### ABOUT THIS EXERCISE
Please set down, exactly as written, the line containing "--- a/playbooks/tasks/portal-role-task.yml" and every line after it through the end of the records.

Start of Block

PR #387, opened 2022-09-20
setup logrotate configuration for webportal services

kwypchlo:
- removes all logrotate.d configurations prefixed with "skynet-webportal-" (prune old ones before copying over new ones)
- copy over all logrotate config files from skynet-webportal repo (ignore errors if running on old version of skynet-webportal that does not have those defined yet)

### DIFF
--- a/playbooks/tasks/portal-role-task.yml
+++ b/playbooks/tasks/portal-role-task.yml
@@ -366,7 +366,7 @@
     - name: Remove all skynet-webportal logrotate configs
       command: rm -f /etc/logrotate.d/skynet-webportal-*
       become: True
-      
+
     - name: Copy over new skynet-webportal logrotate configs
       command: cp {{ webportal_logrotated_dir }}/* /etc/logrotate.d/
       become: True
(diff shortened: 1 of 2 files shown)


playbooks/tasks/portal-role-task.yml
```diff
@@ -361,6 +361,15 @@
 
   when: webportal_setup_health_checks
 
+# Setup logrotate for webportal logs
+- block:
+    - name: Remove all skynet-webportal logrotate configs
+      command: rm -f /etc/logrotate.d/skynet-webportal-*
+
```
firyx, line 368: We need root/sudo for his:

```suggestion
      become: True
      
```

playbooks/tasks/portal-role-task.yml
```diff
@@ -361,6 +361,15 @@
...
+    - name: Copy over new skynet-webportal logrotate configs
+      command: cp {{ webportal_logrotated_dir }}/* /etc/logrotate.d/
```
firyx, line 370:
```suggestion
      command: cp {{ webportal_logrotated_dir }}/* /etc/logrotate.d/
      become: True
```

firyx (approved):

firyx (changes requested):
We need root permissions.

firyx (approved):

End of Block

### ANSWER SPACE
--- a/playbooks/tasks/portal-role-task.yml
+++ b/playbooks/tasks/portal-role-task.yml
@@ -366,7 +366,7 @@
     - name: Remove all skynet-webportal logrotate configs
       command: rm -f /etc/logrotate.d/skynet-webportal-*
       become: True
-      
+
     - name: Copy over new skynet-webportal logrotate configs
       command: cp {{ webportal_logrotated_dir }}/* /etc/logrotate.d/
       become: True
(diff shortened: 1 of 2 files shown)


playbooks/tasks/portal-role-task.yml
```diff
@@ -361,6 +361,15 @@
 
   when: webportal_setup_health_checks
 
+# Setup logrotate for webportal logs
+- block:
+    - name: Remove all skynet-webportal logrotate configs
+      command: rm -f /etc/logrotate.d/skynet-webportal-*
+
```
firyx, line 368: We need root/sudo for his:

```suggestion
      become: True
      
```

playbooks/tasks/portal-role-task.yml
```diff
@@ -361,6 +361,15 @@
...
+    - name: Copy over new skynet-webportal logrotate configs
+      command: cp {{ webportal_logrotated_dir }}/* /etc/logrotate.d/
```
firyx, line 370:
```suggestion
      command: cp {{ webportal_logrotated_dir }}/* /etc/logrotate.d/
      become: True
```

firyx (approved):

firyx (changes requested):
We need root permissions.

firyx (approved):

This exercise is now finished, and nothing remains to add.